PR #567, opened 2022-11-14
Update summary report message

nv-braf:
Updated result_summary.pdf statement to look like: 

With a gain: image

When default is the best: image

### DIFF
--- a/model_analyzer/record/record.py
+++ b/model_analyzer/record/record.py
@@ -233,3 +233,32 @@ class Record(metaclass=RecordType):
             return type(self)(value=(self.value() / other))
         else:
             raise TypeError
+
+    @abstractmethod
+    def _positive_is_better(self) -> bool:
+        """
+        Returns a bool indicating if a larger positive value is better
+        for a given record type
+        """
+
+    def calculate_percentage_gain(self, other: "Record") -> float:
+        """
+        Calculates percentage gain between records
+        """
+
+        if self._positive_is_better():
+            return ((self.value() - other.value()) / other.value()) * 100
+        else:
+            return ((other.value() - self.value()) / self.value()) * 100
+
+
+class IncreasingRecord(Record):
+
+    def _positive_is_better(self) -> bool:
+        return True
+
+
+class DecreasingRecord(Record):
+
+    def _positive_is_better(self) -> bool:
+        return False
--- a/model_analyzer/record/record.py
+++ b/model_analyzer/record/record.py
@@ -246,19 +246,32 @@ class Record(metaclass=RecordType):
         Calculates percentage gain between records
         """
 
+        # When increasing values are better gain is based on the orignal value (other):
+        # example: 200 vs. 100 is (200 - 100) / 100 = 100%
+        # example: 100 vs. 200 is (100 - 200) / 200 = -50%
         if self._positive_is_better():
             return ((self.value() - other.value()) / other.value()) * 100
+
+        # When decreasing values are better gain is based on the new value (self):
+        # example: 100 vs. 200 is (200 - 100) / 100 = 100%
+        # example: 200 vs. 100 is (100 - 200) / 200 = -50%
         else:
             return ((other.value() - self.value()) / self.value()) * 100
 
 
 class IncreasingRecord(Record):
+    """
+    Record where an increasing positive value is better
+    """
 
     def _positive_is_better(self) -> bool:
         return True
 
 
 class DecreasingRecord(Record):
+    """
+    Record where an increasing positive value is worse
+    """
 
     def _positive_is_better(self) -> bool:
         return False
--- a/model_analyzer/record/types/cpu_available_ram.py
+++ b/model_analyzer/record/types/cpu_available_ram.py
@@ -14,11 +14,11 @@
 
 from functools import total_ordering
 
-from model_analyzer.record.record import Record
+from model_analyzer.record.record import Record, IncreasingRecord
 
 
 @total_ordering
-class CPUAvailableRAM(Record):
+class CPUAvailableRAM(IncreasingRecord):
     """
     The Available CPU memory
     """
@@ -56,13 +56,6 @@ class CPUAvailableRAM(Record):
         """
 
         return ("Max " if aggregation_tag else "") + "RAM Available (MB)"
-
-    def calculate_percentage_gain(self, other: Record) -> float:
-        """
-        Calculates percentage gain between records
-        """
-
-        return ((self.value() - other.value()) / other.value()) * 100
 
     def __eq__(self, other):
         """
--- a/model_analyzer/record/types/cpu_available_ram.py
+++ b/model_analyzer/record/types/cpu_available_ram.py
@@ -57,6 +57,13 @@ class CPUAvailableRAM(Record):
 
         return ("Max " if aggregation_tag else "") + "RAM Available (MB)"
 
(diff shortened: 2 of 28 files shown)


model_analyzer/result/model_config_measurement.py
```diff
@@ -291,6 +291,43 @@ def _calculate_weighted_score(self, other):
...
+            this ModelConfig measurement is better than the other
+        """
+
+        weighted_pct = 0.0
+        for objective, weight in self._metric_weights.items():
+            self_metric = self.get_metric(tag=objective)
+            other_metric = other.get_metric(tag=objective)
+
+            # Handle the case where objective GPU metric is queried on CPU only
+            if self_metric and other_metric is None:
```
nv-braf, line 318: The percentage gain/loss (100) is arbitrary. Not sure what I should do in this case. Should I throw an error?

model_analyzer/record/types/cpu_available_ram.py
```diff
@@ -57,6 +57,13 @@ def header(aggregation_tag=False):
 
         return ("Max " if aggregation_tag else "") + "RAM Available (MB)"
 
+    def calculate_percentage_gain(self, other: Record) -> float:
```
tgerdesnv, line 60: It still feels like we should be able to define this in Record for the common case, and only overwrite it for cases where lower is better. We shouldn't have to shotgun 25 files. I understand that for add and sub they had to be manually specified because it had to return a new object of the specific type (which I still think could be solved in a better way), but this is just returning a float and is only utilizing value() function which is defined in Record

model_analyzer/reports/report_manager.py
```diff
@@ -472,42 +472,38 @@ def _create_summary_config_phrase(self, best_run_config,
...
-        throughput_gain = round(
-            (best_throughput - default_throughput) / default_throughput *
-            100) if default_throughput else None
-
-        throughput_phrase = "total " if multi_model else ""
-        throughput_phrase = (
-            throughput_phrase +
-            f"throughput: <strong>{best_throughput} infer/sec</strong>.<br><br>"
-        )
+    def _create_summary_objective_phrase(self, report_key,
```
tgerdesnv, line 475: can we type check this?

model_analyzer/result/model_config_measurement.py
tgerdesnv: If both are none, it seems like there is no gain, so 0% would be fine?

tgerdesnv (changes requested):

model_analyzer/result/model_config_measurement.py
nv-braf: Yes, I'm already setting that case to 0%, just wondering what I should be doing for the other two cases (where only one is None)

model_analyzer/reports/report_manager.py
nv-braf: We can! (and it should have been). Type checking added.

model_analyzer/record/types/cpu_available_ram.py
nv-braf: It's a near 50/50 split (11 of 19 need to be inverted). Seems like it would be more work to rip it out at this point and I'm not sure what it buys us. I think it's more readable to have the function in the individual classes and we're less bug prone when adding future records.

tgerdesnv: Any time we are cutting and pasting something over and over, we should find a better way. If we decide to change how this is calculated, now we have to update 25 places and are prone to error. Also, 25 instances of code technically needs to be tested 25 times.

To be clear, this was the basic design I was suggesting:

```
Record:
  _positive_is_better():
    undefined virtual function

  calculate_percentage():
    if _positive_is_better():
      <handle that case>
    else:
      <handle that case>

class IncreasingRecord(Record):
  _positive_is_better(): Return True

class DecreasingRecord(Record):
  _positive_is_better(): Return False

<All records extend either IncreasingRecord or DecreasingRecord. No need to cut and paste over and over>
```

nv-braf: I see what you're saying. I've added this and unit testing to protect it. Please re-review

model_analyzer/record/record.py
```diff
@@ -233,3 +233,32 @@ def __truediv__(self, other):
...
+        Returns a bool indicating if a larger positive value is better
+        for a given record type
+        """
+
+    def calculate_percentage_gain(self, other: "Record") -> float:
+        """
+        Calculates percentage gain between records
+        """
+
+        if self._positive_is_better():
```
tgerdesnv, line 249: Put a comment somewhere in here about why the calculation is different for the two cases.

model_analyzer/record/record.py
```diff
@@ -233,3 +233,32 @@ def __truediv__(self, other):
...
+            return ((self.value() - other.value()) / other.value()) * 100
+        else:
+            return ((other.value() - self.value()) / self.value()) * 100
+
+
+class IncreasingRecord(Record):
```
tgerdesnv, line 255: docstring these classes
"Records where a larger value is 'better'"

model_analyzer/record/types/gpu_free_memory.py
```diff
@@ -13,11 +13,11 @@
 # limitations under the License.
 
 from functools import total_ordering
-from model_analyzer.record.gpu_record import GPURecord
+from model_analyzer.record.gpu_record import GPURecord, IncreasingGPURecord
 
 
 @total_ordering
-class GPUFreeMemory(GPURecord):
```
tgerdesnv, line 20: What was implemented in GPURecord? Are we losing that?

model_analyzer/record/types/gpu_power_usage.py
```diff
@@ -85,7 +85,7 @@ def __lt__(self, other):
         the other
         """
 
-        return self.value() < other.value()
+        return other.value() < self.value()
```
tgerdesnv, line 88: It feels like these should all be in the root class so there is a single point of failure. I won't make you do that this story, but it is something that we should consider in the future

model_analyzer/result/model_config_measurement.py
tgerdesnv: Oh, yeah I misread the code. Is that even possible? Wouldn't the case in the comment hit the None+None case?

I'm fine with 100/-100

tgerdesnv (changes requested):

model_analyzer/record/types/gpu_power_usage.py
nv-braf: I thought about that, but it seemed beyond the scope of this story

model_analyzer/record/types/gpu_free_memory.py
nv-braf: We're not losing any functionality. I've just augmented GPURecord to have increasing and decreasing records.

model_analyzer/record/record.py
nv-braf: Done

model_analyzer/record/record.py
nv-braf: Done

model_analyzer/record/types/gpu_free_memory.py
tgerdesnv: ok, I see now that it is IncreasingGPURecord 👍

tgerdesnv (approved):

◇ ◇ ◇ ◇ ◇

TASK REQUIREMENTS:
Copy out, from the material above, each line where the word "Calculates" is present.

RESPONSE BOX:
+        Calculates percentage gain between records
         Calculates percentage gain between records
-        Calculates percentage gain between records
+        Calculates percentage gain between records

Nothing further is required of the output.